Basis of Presentation
The accompanying unaudited consolidated financial statements have been prepared in accordance with U.S. generally accepted accounting principles (“GAAP”), the instructions to Form 10-Q and Article 10 of Regulation S-X of the United States Securities and Exchange Commission ("SEC") for interim financial reporting. Certain information and footnote disclosures normally included in the financial statements presented in accordance with GAAP have been condensed or omitted pursuant to such rules and regulations.

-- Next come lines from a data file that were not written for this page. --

PR #166, opened 2026-04-30
Clean up profile semantics

ankrgyl:
If you have a project configured locally or globally, and specify `--profile`, we'd still try to use that configuration. Now, we store the profile (if it's set) in the config, and check whether or not it matches. And if it doesn't, we don't use the configured stuff.


src/auth.rs
```diff
@@ -598,14 +596,32 @@ fn resolve_api_key_override(base: &BaseArgs) -> Option<String> {
 
 pub async fn resolve_auth(base: &BaseArgs) -> Result<ResolvedAuth> {
     let mut store = load_auth_store()?;
-    let cfg_org = crate::config::load().ok().and_then(|c| c.org);
-    let mut auth = resolve_auth_from_store_with_cfg(base, &store, &cfg_org)?;
+    let mut auth_base = base.clone();
+    let cfg_org = if trimmed(base.profile.as_deref()).is_none()
```
viadezo1er: reuse trimmed_option rather than duplicating it as trimmed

Our financial statements include the consolidated accounts for Holdings and subsidiaries and the accompanying consolidated financial statements of Sirius XM and subsidiaries, whose operating results and financial position are consolidated into Holdings. The unaudited consolidated balance sheets and unaudited consolidated statements of comprehensive income for Holdings, and combined footnotes, are essentially identical to the unaudited consolidated balance sheets and unaudited consolidated statements of comprehensive income for Sirius XM, with the following exceptions:

The fair value of the remaining obligations under the share repurchase agreement with Liberty Media is recorded in Holdings' unaudited consolidated balance sheets, with changes in fair value recorded in Holdings' unaudited statements of comprehensive income. Refer to Note 14 for additional information related to the share repurchase agreement.

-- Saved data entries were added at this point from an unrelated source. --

PR #165, opened 2026-04-30
fix: various bugs

viadezo1er:
Concurrency issue with multiple bt switch (although it seems unlikely it would have ever triggered)
Unicode issues causing thread panic (try `bt sync pull --window 1é` on the main branch)
`bt functions pull` could ask for rows with invalid project id
`bt view logs/trace` next page hint lacked the `--limit` argument
Replace manual `.tmp` file write with `tempfile::NamedTempFile`
Deduplicate `parse_duration_to_seconds`

PR #175, opened 2026-05-04
fix: unicode issues with bt sync pull

viadezo1er:
Fix the thread panic with `bt sync pull --window 1é`:
```
bt sync pull --window 1é
✔ Select project · .....
✔ Select object · .....
thread 'main' (233982) panicked at /rustc/ded5c06cf21d2b93bffd5d884aa6e96934ee4234/library/core/src/str/mod.rs:833:21:
byte index 2 is not a char boundary; it is inside 'é' (bytes 1..3) of `1é`
note: run with `RUST_BACKTRACE=1` environment variable to display a backtrace
```

Part of https://github.com/braintrustdata/bt/pull/165

### DIFF
--- a/src/sync.rs
+++ b/src/sync.rs
@@ -2607,6 +2607,34 @@ fn build_root_spans_query(
     parts.join(" | ")
 }
 
+fn parse_duration_to_seconds(input: &str) -> Result<u64> {
+    let trimmed = input.trim();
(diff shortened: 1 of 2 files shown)


AbhiPrasad (approved):

viadezo1er:
Rebased (and botched it so had to push force multiple times).

PR #188, opened 2026-05-15
feat(setup): Use new browser signup/signin and org/project selection flow

lforst:
Uses new sign-in flow introduced in
- https://github.com/braintrustdata/braintrust/pull/13858
- https://github.com/braintrustdata/braintrust/pull/13869

DO NOTE MERGE until those are merged.

Changes:
- Opens the users browser on the newly introduced wizard flow pages
- Polls the session endpoint until the user has completed it
- Picks up api key, org and project from poll result and prints selected org/project to the user

Tested locally by just running while braintrust dev server is running: `cargo run -- setup --app-url http://localhost:3000 --no-skills`

https://github.com/user-attachments/assets/9714ce08-630b-401c-b298-e9558d8094ac


viadezo1er (changes requested):
Edit: forgot `--api-url` when specifying `--app-url`, forget this issue.

~I think this breaks login for all other bt commands:~
```
bt auth login
✔ Select login method · OAuth (browser)
Opening browser for OAuth authorization...
If it does not open, visit:
https://api.braintrust.dev/oauth/authorize?response_type=code&client_id=bt_cli_default&state=...
Waiting for browser authorization...
Paste code=...&state=... if callback doesn't complete
error: request failed (401 Unauthorized): Failed to validate Clerk JWT: Error: Unable to find a signing key in JWKS that matches the kid='...' of the provided session token. Please make sure that the __session cookie or the HTTP authorization header contain a Clerk-generated session JWT. The following kid is available: ... [timestamp=1779140533.591]
```

lforst:
> I think this breaks login for all other bt commands:
> 
> ```
> bt auth login
> ✔ Select login method · OAuth (browser)
> Opening browser for OAuth authorization...
> If it does not open, visit:
> https://api.braintrust.dev/oauth/authorize?response_type=code&client_id=bt_cli_default&state=...
> Waiting for browser authorization...
> Paste code=...&state=... if callback doesn't complete
> error: request failed (401 Unauthorized): Failed to validate Clerk JWT: Error: Unable to find a signing key in JWKS that matches the kid='...' of the provided session token. Please make sure that the __session cookie or the HTTP authorization header contain a Clerk-generated session JWT. The following kid is available: ... [timestamp=1779140533.591]
> ```

I don't think I changed the code path for `bt auth login`. This looks more like an error that came from the backend tbh. Could you point to one of my changes that you think would trigger this?

viadezo1er:
Classic PEBKAC case, no issue in the code. I forgot to login incognito mode and the `--api-url` flag.

viadezo1er:
Previously `bt setup` kept the user logged-in, so they could run other braintrust commands afterwards (including another `bt setup`).
This is no longer the case with this pr.
Is it voluntary?

lforst:
> Previously `bt setup` kept the user logged-in, so they could run other braintrust commands afterwards (including another `bt setup`). This is no longer the case with this pr. Is it voluntary?

Good catch, updated it so that it saves the profile. We don't want this behavior for spark tho. Doing this just to have backwards compat. In spark we should ask the user whether they want to install the braintrust cli.

viadezo1er:
Now the `-o/--org/-p/--project` flag are useless since the user chooses the org/project in the browser, I think that's fine. The only possible thing I see this breaking would be using `bt setup` in CI, and we are probably the only ones doing this.
So maybe warrants a cleanup later but fine.

viadezo1er (approved):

The fair value in excess of the carrying amount associated with the conversion feature for the 7% Exchangeable Senior Subordinated Notes due 2014 is recorded in Sirius XM's unaudited consolidated balance sheets, with changes in fair value recorded in Sirius XM's unaudited statements of comprehensive income. This is eliminated in Holdings' unaudited consolidated balance sheets and unaudited statements of comprehensive income.
As a result of our corporate reorganization effective November 15, 2013, all of the outstanding shares of Sirius XM's common stock were converted, on a share for share basis, into identical shares of common stock of Holdings.
    
With the exception of the items noted above, all significant intercompany transactions and balances between Holdings and Sirius XM and their respective consolidated subsidiaries are eliminated in both sets of unaudited consolidated financial statements. In the opinion of management, all normal recurring adjustments necessary for a fair presentation of our unaudited consolidated financial statements as of March 31, 2014 and for the three months ended March 31, 2014 have been made.

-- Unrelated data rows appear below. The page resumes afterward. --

PR #204, opened 2026-05-22
ci(release): publish stable releases from version bumps

AbhiPrasad:
Replace the separate tag-on-version-bump workflow with a single stable release flow driven by Cargo.toml changes on main. Operators prepare a release by running release-bump-pr with the target semver version, which opens or updates a PR that changes Cargo.toml and Cargo.lock. When that PR merges, the release workflow reads the new Cargo.toml version, creates and pushes the matching v<major>.<minor>.<patch> tag if it does not already exist, then uses cargo-dist to plan and build the release artifacts.

Publishing is gated behind the release GitHub Environment. The workflow builds artifacts before requesting approval, then only uploads the artifacts, creates the GitHub Release, and publishes installers after the deployment is approved. Manual release dispatch still supports publishing an existing semver tag directly.

The minimal smoke-install workflow now consumes the resolved release tag from a release-metadata artifact emitted by the release workflow. This keeps post-release smoke tests aligned with the exact tag the release used, including manually dispatched releases where the workflow_run branch can still be main.

Document the stable release process in CONTRIBUTING so the expected operator flow is clear.


.github/workflows/release-bump-pr.yml
```diff
@@ -0,0 +1,112 @@
...
+          for i, line in enumerate(lines):
+              if line.startswith("version = "):
+                  old = line
+                  lines[i] = f'version = "{version}"\n'
+                  break
+          if old is None:
+              raise SystemExit("failed to find version in Cargo.toml")
+          cargo_toml.write_text("".join(lines))
+
+          cargo_lock = Path("Cargo.lock")
```
viadezo1er: We could use `cargo update --workspace --offline` instead of parsing the Cargo.lock toml.
From the `cargo update` doc:
*[--workspace](https://doc.rust-lang.org/cargo/commands/cargo-update.html#option-cargo-update---workspace)
Attempt to update only packages defined in the workspace. Other packages are updated only if they don’t already exist in the lockfile. This option is useful for updating Cargo.lock after you’ve changed version numbers in Cargo.toml.*

AbhiPrasad: good call, just did that and pushed it up

viadezo1er (approved):
Unless we actively try to break things this should be good.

Interim results are not necessarily indicative of the results that may be expected for a full year. This Quarterly Report on Form 10-Q should be read together with our Annual Report on Form 10-K for the year ended December 31, 2013, which was filed with the SEC on February 4, 2014.

We have evaluated events subsequent to the balance sheet date and prior to the filing of this Quarterly Report on Form 10-Q for the three months ended March 31, 2014 and have determined that no events have occurred that would require adjustment to our unaudited consolidated financial statements. For a discussion of subsequent events refer to Note 18.
Use of Estimates
The preparation of financial statements in conformity with GAAP requires management to make estimates and assumptions that affect the amounts reported in the financial statements and footnotes. Estimates, by their nature, are based on judgment and available information. Actual results could differ materially from those estimates. Significant estimates inherent in the preparation of the accompanying unaudited consolidated financial statements include asset impairment, depreciable lives of our satellites, share-based payment expense, and income taxes.